Strangers

Epiphany Greetings! 

This is the season of Epiphany.    I love Epiphany!!  Do I sound like a broken record?

When I was little I was in awe of the church’s appearance on Epiphany with candles lit everywhere.  We did not hold candles on Christmas Eve but on Epiphany.  All the Christmas lights were lit and it was just an amazing site in the dark little world of West Detroit.  I believe I fell in love with the “church” on Epiphany.

My children came to love Epiphany as well.  My son Jason proposed to his wife in a church on Epiphany.  They wanted to be married on Epiphany; however, a January wedding in Minnesota would have kept a lot of folks away so they married in August instead.  And, now, they just gave my first grandchild the middle name of Epiphany.  It’s an important day in the life of my family.

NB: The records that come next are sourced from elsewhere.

PR #67, opened 2022-05-04
Add loading state to button

lukebennett88:


packages/button/src/Button.tsx
```diff
@@ -16,13 +20,25 @@ import { useButtonStyles } from './useButtonStyles';
...
+   * are controlled by the current element.
+   */
   'aria-controls'?: NativeButtonProps['aria-controls'];
+  /**  Identifies the element (or elements) that describes the object. */
   'aria-describedby'?: NativeButtonProps['aria-describedby'];
+  /**  Indicates whether the element, or another grouping element it controls, is currently expanded or collapsed. */
   'aria-expanded'?: NativeButtonProps['aria-expanded'];
+  /** When true, prevents onClick from firing. */
+  disabled?: boolean;
+  /** When true, the button will display a loading spinner. */
```
justinfaynhan, line 34: **Thought**: it would be amazing if these doc comments can be the source of truth instead of having these comments duplicated across with the README as well. When I last poked around options for this, there didn't seem to be an easy and customisable way unless we write our own parser...

justinfaynhan (approved):
LGTM

packages/button/src/Button.tsx
lukebennett88: Agreed. I've actually got a ticket to explore this:
https://brighte.atlassian.net/browse/SPRK-63

I found this package from Microsoft that we might be able to use:
https://www.npmjs.com/package/@microsoft/api-extractor

Will probably require quite a bit of config to get set up though.

lukebennett88: Oh wait, I just took a poke at the React Select docs to see what they are doing and looks like Atlassian have some packages to help with this: https://github.com/atlassian/extract-react-types

PR #68, opened 2022-05-04
Update lint-staged config

lukebennett88:
It doesn't look like `lint-staged` was working.
I've set it up from scratch, and also moved the config into the `package.json`. Seems to be working now 👍


package.json
```diff
@@ -22,13 +22,22 @@
...
     "lint:fix": "yarn run lint --fix",
+    "prepare": "husky install",
     "release": "yarn build && changeset publish",
     "start": "yarn --cwd=docs dev",
     "test": "yarn run typecheck && yarn run test:unit",
     "test:coverage": "yarn test ---coverage",
     "test:unit": "jest",
     "typecheck": "tsc --noEmit && cd docs && yarn typecheck"
   },
+  "lint-staged": {
```
justinfaynhan, line 33: suggestion(non-blocking): I prefer having lint-staged configurations in a `.lintstagedrc` file, better separation of concern and responsibilities.

justinfaynhan:
question: what exactly wasn't working with the initial setup? From what I tested, seemed to work for my workflows, was it due to not providing the husky install script?

lukebennett88:
> question: what exactly wasn't working with the initial setup? From what I tested, seemed to work for my workflows, was it due to not providing the husky install script?

I'm pretty sure the only thing missing was the `prepare` script, but I made a few small changes:

- Moved the lint-staged config into `package.json`. This is a personal preference, but I like to keep as much config as possible in package.json so the root doesn't explode with files! Whenever I check out a new repo, the first thing I do is look at the root `package.json`. [The co-founder of npm seems to recommend this](https://twitter.com/seldo/status/1500348639406821376) (but there are definitely good arguments on both sides).
- removed `yarn` from the beginning of commands to run in `lint-staged` as this is how the examples in the docs are formated.
- Added `.gitignore` in `.husky/` directory (as the contents of `.husky/_` are generated when the `prepare` script runs).

justinfaynhan (approved):

PR #889, opened 2015-02-04
Create yes.lua

hunator:
Lua implementation of functionality provided by yes command from GNU coreutils (in Linux). However it doesn't use any of GNU code, so it is not forcing GPLv3+ license.

It has full functionality but options had to been changed to single letter (like -h instead of original --help in GNU). Main use case requires piping, but works without it.

I have also created man page, but I have to send it in different pull request (don't know how to do it in github webpage).

yes
yes man

### DIFF
--- a/src/main/resources/assets/opencomputers/loot/OpenOS/bin/yes.lua
+++ b/src/main/resources/assets/opencomputers/loot/OpenOS/bin/yes.lua
@@ -1,0 +1,43 @@
+--[[Lua implementation of the UN*X yes command--]]
+local shell = require("shell")
+
+local args, options = shell.parse(...)
+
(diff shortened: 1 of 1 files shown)


Vexatos:
Why did the options have to be changed? "--help" would work in OC.
Also, to add a file to this Pull Request, just go to https://github.com/hunator/OpenComputers/tree/patch-1/src/main/resources/assets/opencomputers/loot/OpenOS and add a new file there.

hunator:
So that is how to do it... Thanks
With that options, I've got distracted by -- stop processing options at -- in shell.lua file.

hunator:
Now with --version and --help options like in GNU coreutils.

PR #897, opened 2015-02-08
Allow "flattened" converted values to be recursively converted

benblank:
Currently, converters which use the `oc:flatten` special key aren't given the benefit of recursive conversion.  In other words, the following code (for example) in a converter produces the "Tried to push an unsupported value" warning rather than a converted item stack.

```
output.put("oc:flatten", itemStack);
```

This change simply waits to flatten until _after_ recursive conversion has occurred.


fnuecke:
Thanks!

PR #901, opened 2015-02-08
Add converters for World and WorldProvider objects

benblank:
The rationale for dividing this into two converters is that a) it saves the effort of looking up a `World` reference when one already has a `WorldProvider` reference; and b) while the information is _actually_ contained within a `WorldProvider` object, it _logically_ belongs to a "world", which simply happens to be represented by multiple objects.

`id` is exposed so that worlds/dimensions can be correctly distinguished even if they happen to have the same name.  `name` is, of course, exposed for player-friendly display.

(Note also that this change is dependent on PR #897 in order to function correctly.)

### DIFF
--- a/src/main/scala/li/cil/oc/integration/vanilla/ConverterWorld.scala
+++ b/src/main/scala/li/cil/oc/integration/vanilla/ConverterWorld.scala
@@ -1,0 +1,17 @@
+package li.cil.oc.integration.vanilla
+
+import java.util
+
+import li.cil.oc.api
+import net.minecraft.world
+
+import scala.collection.convert.WrapAsScala._
+
+object ConverterWorld extends api.driver.Converter {
+  override def convert(value: AnyRef, output: util.Map[AnyRef, AnyRef]) =
+    value match {
+      case world: world.World =>
+        output += "oc:flatten" -> world.provider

Why is it so important?  Well first let’s look at who is involved on this day.  Strangers.  Where do these strangers come from? They come from “the East” what is known as Iran and Iraq. 

They found their way guided by a star they had been waiting to see.  There are many ways that we “find our way” to God, to the little baby born King of Kings: nature does indeed point to the glory of God, the care of God, the presence of God.  Thinking of the beautiful Black Hills of South Dakota and the amazing lightening storms there remind me of God in nature, but so does the gently falling snow and the wonderful sunsets. 

The strangers, Magi,  also found their way to the Baby Jesus guided by the words in the Bible.  When the they couldn’t figure out quite where to go, they stopped in to see King Herod who called together all his chief priests and teachers of the law.  They discovered in the Old Testament in Micah 5 that Jesus would be born in Bethlehem.    We need to find Jesus in the Scripture, too, to read it, hear it, and discuss it with other people such as our church family to truly understand it and find Jesus. 

Then, like the Magi, we’re drawn to worship the One we seek. Thomas Long, an English clergyman,  says that “the world is full of ‘stars in the East’ – events in nature, personal experience, and history that point toward the mystery of God…"but we need "the defining and clarifying word of scripture” to “recognize these holy moments for what they are…to see God’s face clearly in them.” Without scripture, we would be like the wise men, “aware that something had happened, but we would not, without the revelation of God in scripture, know where or how to worship.”

God is with us as we see God in nature and in the Bible!